[PROMPT] In the listing below, look for "implements" and copy every line that has it.

[RECORDS PROVIDED]
BEGIN

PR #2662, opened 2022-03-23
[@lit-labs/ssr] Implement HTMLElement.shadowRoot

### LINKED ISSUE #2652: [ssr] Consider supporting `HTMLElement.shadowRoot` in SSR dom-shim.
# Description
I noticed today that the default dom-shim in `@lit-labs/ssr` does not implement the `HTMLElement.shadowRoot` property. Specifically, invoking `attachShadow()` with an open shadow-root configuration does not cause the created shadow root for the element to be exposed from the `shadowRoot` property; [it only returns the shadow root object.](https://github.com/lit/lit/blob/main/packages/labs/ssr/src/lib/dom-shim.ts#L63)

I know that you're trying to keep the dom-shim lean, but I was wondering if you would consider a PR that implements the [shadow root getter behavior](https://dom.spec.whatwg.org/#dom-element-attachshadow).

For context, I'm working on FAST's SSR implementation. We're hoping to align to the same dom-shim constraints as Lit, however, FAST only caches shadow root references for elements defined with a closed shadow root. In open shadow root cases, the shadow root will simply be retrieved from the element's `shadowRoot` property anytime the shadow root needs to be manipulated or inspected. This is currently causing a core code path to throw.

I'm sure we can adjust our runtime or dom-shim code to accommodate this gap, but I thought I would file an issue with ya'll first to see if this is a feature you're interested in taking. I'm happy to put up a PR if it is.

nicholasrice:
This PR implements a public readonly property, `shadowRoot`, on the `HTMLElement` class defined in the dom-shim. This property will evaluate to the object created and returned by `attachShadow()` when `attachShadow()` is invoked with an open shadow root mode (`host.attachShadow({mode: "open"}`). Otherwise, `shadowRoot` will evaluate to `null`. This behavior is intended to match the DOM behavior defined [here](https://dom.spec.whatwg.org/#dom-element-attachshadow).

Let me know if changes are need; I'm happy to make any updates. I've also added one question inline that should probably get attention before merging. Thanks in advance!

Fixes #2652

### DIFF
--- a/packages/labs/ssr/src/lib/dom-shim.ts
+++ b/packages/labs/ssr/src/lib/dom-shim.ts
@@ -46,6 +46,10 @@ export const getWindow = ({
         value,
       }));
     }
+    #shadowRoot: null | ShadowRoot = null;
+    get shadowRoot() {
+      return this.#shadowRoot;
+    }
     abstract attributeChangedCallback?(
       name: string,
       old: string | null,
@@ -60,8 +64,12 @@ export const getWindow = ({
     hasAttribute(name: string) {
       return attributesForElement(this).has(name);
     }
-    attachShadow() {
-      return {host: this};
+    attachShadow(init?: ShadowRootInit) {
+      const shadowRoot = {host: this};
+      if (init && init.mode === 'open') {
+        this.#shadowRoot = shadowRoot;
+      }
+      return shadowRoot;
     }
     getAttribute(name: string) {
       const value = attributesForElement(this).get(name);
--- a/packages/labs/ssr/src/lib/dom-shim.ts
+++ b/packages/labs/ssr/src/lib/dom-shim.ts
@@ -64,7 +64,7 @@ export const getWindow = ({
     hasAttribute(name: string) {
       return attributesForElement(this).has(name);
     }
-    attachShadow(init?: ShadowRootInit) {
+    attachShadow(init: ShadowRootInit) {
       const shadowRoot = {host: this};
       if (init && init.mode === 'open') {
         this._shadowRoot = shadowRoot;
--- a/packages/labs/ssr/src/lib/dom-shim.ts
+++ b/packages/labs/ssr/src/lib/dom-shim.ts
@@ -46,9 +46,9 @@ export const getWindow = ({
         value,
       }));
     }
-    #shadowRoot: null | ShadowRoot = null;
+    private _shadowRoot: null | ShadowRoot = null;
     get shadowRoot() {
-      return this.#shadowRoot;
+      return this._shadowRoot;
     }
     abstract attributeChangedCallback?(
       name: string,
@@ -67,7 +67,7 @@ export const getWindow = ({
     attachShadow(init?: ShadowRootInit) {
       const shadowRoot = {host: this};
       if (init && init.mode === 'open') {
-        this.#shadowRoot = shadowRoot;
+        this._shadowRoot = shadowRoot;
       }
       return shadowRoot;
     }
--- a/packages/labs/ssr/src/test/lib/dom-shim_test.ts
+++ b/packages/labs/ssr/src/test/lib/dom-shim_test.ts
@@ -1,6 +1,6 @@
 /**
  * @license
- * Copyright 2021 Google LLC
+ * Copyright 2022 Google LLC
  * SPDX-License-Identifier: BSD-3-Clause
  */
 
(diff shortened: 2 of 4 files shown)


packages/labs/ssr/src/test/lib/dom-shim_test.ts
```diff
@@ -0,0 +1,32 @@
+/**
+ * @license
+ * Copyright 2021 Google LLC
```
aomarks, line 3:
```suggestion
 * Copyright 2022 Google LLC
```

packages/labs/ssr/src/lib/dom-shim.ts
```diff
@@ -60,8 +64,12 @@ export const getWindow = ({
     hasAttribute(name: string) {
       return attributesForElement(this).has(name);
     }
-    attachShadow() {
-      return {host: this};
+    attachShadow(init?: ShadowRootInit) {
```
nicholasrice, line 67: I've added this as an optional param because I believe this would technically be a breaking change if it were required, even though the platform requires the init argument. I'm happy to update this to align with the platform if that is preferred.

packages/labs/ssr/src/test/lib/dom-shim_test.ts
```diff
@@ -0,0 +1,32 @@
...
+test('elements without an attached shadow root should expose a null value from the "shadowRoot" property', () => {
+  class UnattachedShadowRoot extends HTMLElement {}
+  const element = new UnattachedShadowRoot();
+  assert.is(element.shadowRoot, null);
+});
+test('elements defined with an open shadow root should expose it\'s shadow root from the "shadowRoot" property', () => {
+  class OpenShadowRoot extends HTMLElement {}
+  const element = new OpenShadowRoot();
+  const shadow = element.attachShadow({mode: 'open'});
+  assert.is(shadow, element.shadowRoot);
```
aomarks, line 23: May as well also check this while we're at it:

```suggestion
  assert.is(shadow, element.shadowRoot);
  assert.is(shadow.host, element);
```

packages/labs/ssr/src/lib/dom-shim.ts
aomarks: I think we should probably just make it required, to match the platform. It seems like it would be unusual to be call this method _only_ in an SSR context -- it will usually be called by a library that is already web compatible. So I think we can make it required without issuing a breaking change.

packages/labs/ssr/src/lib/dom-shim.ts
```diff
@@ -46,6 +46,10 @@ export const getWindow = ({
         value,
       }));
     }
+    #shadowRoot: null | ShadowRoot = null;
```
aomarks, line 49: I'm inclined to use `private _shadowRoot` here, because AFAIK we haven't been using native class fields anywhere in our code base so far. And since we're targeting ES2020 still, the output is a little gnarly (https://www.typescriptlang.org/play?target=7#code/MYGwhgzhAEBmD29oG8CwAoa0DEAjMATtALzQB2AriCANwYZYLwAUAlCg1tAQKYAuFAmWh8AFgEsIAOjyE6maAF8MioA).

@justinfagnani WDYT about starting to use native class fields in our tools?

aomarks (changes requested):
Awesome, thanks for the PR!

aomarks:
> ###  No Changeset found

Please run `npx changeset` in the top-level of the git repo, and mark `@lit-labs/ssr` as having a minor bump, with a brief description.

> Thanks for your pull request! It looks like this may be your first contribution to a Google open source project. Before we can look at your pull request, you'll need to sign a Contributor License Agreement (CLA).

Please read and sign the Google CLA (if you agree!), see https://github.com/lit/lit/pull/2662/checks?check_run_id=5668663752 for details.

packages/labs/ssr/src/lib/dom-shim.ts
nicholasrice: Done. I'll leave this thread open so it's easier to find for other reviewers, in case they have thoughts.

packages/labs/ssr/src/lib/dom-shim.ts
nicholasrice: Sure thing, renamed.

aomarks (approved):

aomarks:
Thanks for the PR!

END

[RESULT FOR THIS TASK]
I know that you're trying to keep the dom-shim lean, but I was wondering if you would consider a PR that implements the [shadow root getter behavior](https://dom.spec.whatwg.org/#dom-element-attachshadow).
This PR implements a public readonly property, `shadowRoot`, on the `HTMLElement` class defined in the dom-shim. This property will evaluate to the object created and returned by `attachShadow()` when `attachShadow()` is invoked with an open shadow root mode (`host.attachShadow({mode: "open"}`). Otherwise, `shadowRoot` will evaluate to `null`. This behavior is intended to match the DOM behavior defined [here](https://dom.spec.whatwg.org/#dom-element-attachshadow).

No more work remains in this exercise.